Citations and Quotes There are some quotes and citations in this page: * [source] References were found to the following sources: *
Document Outline *
How do your pages display semantically? What do you see when you turn styles off? Or images? Or both? If you run your pages through the Semantic Data Extractor, how many of the above areas are being extracted from your documents?
^ Based on my document testing so far, a large percentage of websites fail miserably when it comes to extracting semantics from their pages. That can't be a good sign, can it?
Msg#: 3837274 posted 6:02 pm on Feb 2, 2009 (gmt 0)
I heard the whistling sound right after I pressed the Submit Button.

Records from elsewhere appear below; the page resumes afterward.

PR #146, opened 2015-09-24
enable VE and MU for cinemawiki per req

Reception123:


Reception123:
parsoid config was already added previously

PR #164, opened 2015-09-28
Add SyntaxHighlight to ATT

Arcane21:


NDKilla:
I will do this after I enable the extension and rebuild the LC in ~an hour. 

you should know that this can't be merged as is because the extension is disabled on extloadwiki

NDKilla:
Done in [commit 8f6ae37](https://github.com/miraheze/mw-config/commit/8f6ae371bb2c0d9337a8533d7c2044dec8a41bd4)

I should have known better. That whistling sounds comes from a topic that gets posted and then sinks to the depths of WebmasterWorld never to be seen again. Tis a shame too, this "could have" been a good one. ;)

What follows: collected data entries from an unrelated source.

PR #168, opened 2015-09-30
Trope Workshop namespace config info

Arcane21:
Need this added for proper function of these namespaces.


JohnFLewis:
Please integrate this with existing config.

Arcane21:
We kinda need this, otherwise our Trope Workshop is broken, how do fix this?

revi:
You just need to see other wikis' example and follow them.

Specifically: define NS as is, name/alias at the respective config place below them. See NS_SERVER for reviwiki as example (Though no alias)

PR #184, opened 2015-10-16
add Variables (for LocalSettings.php) per req

Reception123:


Southparkfan:
Note: https://github.com/miraheze/mw-config/pull/185 depends on this.

PR #185, opened 2015-10-16
add Variables to szk wiki per req

Reception123:
Waiting for #184 to be merged.

### DIFF
--- a/LocalSettings.php
+++ b/LocalSettings.php
@@ -393,8 +393,10 @@ $wgConf->settings = array(
 		'torejorgwiki' => true,
 		'unikumwiki' => true,
 	),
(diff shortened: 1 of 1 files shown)


LocalSettings.php
```diff
@@ -393,6 +393,10 @@
 		'torejorgwiki' => true,
 		'unikumwiki' => true,
 	),
+	'wmgVariables' => array(
```
Southparkfan: Should be wmgUseVariables. Also, please add extloadwiki and allthetropeswiki too (and don't forget to remove https://github.com/miraheze/mw-config/blob/master/LocalSettings.php#L1259 :)).

PR #186, opened 2015-10-16
allow external images to szk wiki per req

Reception123:


revi:
I'd not merge it, since it might allow some malicious user putting some problematic images and let the victims get bad effects. Leaving final decision to SPF.

revi:
The expected downsides:
 - remote server owner will be able to gather private informations of visitors.
 - if remote file is deleted afterwards, it becomes deadlink.

I cannot think of any other downside for now.

Reception123:
Okay. I did not know that it could cause security issues. Let's wait for SPF's decision.

Southparkfan:
No, I don't like this.
Technically, it was possible to load external images (even without this setting): https://www.mediawiki.org/wiki/Manual:$wgEnableImageWhitelist - I disabled this behaviour in 27e2a065ee1323012e1dad309dcc4eb8333fe383.

If a founder can assure us that they will take full responsibility for everything if a website owner complains about web server load/bandwidth usage, then I'm fine with allowing external images (but, I prefer the image whitelist/$wgAllowExternalImagesFrom in that case. Don't just allow all sites!).

PR #197, opened 2015-10-21
change logo on hshsinfoportalwiki per req

Reception123:


revi:
-1
Logo file is not 135px*135px.

Past experience tells me that if it is not exactly 135px*135px it ALWAYS breaks.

Msg#: 3837274 posted 10:05 pm on Feb 17, 2009 (gmt 0)
I have been experimenting with this for several days and think it's worthy of adding to the toolbox. At least until I create a better one. The frigging error codes don't help much when all you want is semantic information.
Msg#: 3837274 posted 10:49 pm on Feb 17, 2009 (gmt 0)
One thing i don't understand is the error messages. I don't know if they are reporting problems withing the document or the network.
The frigging error codes don't help much when all you want is semantic information.
Would that be this particular error?
Using org.apache.xerces.parsers.SAXParser Exception net.sf.saxon.trans.DynamicError: org.xml.sax.SAXParseException: Content is not allowed in prolog. org.xml.sax.SAXParseException: Content is not allowed in prolog.
That is because you are invoking the tool a second time and sending an encoded URI on that second trip. You may have to enter the URI into the field again and clear up the encoding issues. Even then, there appears to be a caching mechanism at play. I've had to restart me session to get that thing to extract the latest document changes. ;)
Pssst, we already built a better one. It just needs to be converted to jQuery and is in the pipeline for production. That tool gave me all sorts of ideas back in the day. :)
Msg#: 3837274 posted 11:22 pm on Feb 18, 2009 (gmt 0)
i'm guessing it's hard to understand the semantics of an invalid document, which might give you a hint about the importance of validation. if your competitor is "doing well" on that page, it's probably not the semantics.
Msg#: 3837274 posted 3:43 pm on Feb 19, 2009 (gmt 0)
I haven't seen too much evidence that validation makes a large impact on search ranking. I am not discounting that it can have an effect - just that it's often not large enough to see by itself.
Anyhow, I already rolled my own semantic analyzer. I use a lot of "small ball" tactics when it comes to my flavor of SEO and these semantic elements have the look of something that can make a difference -- when combined with other techniques.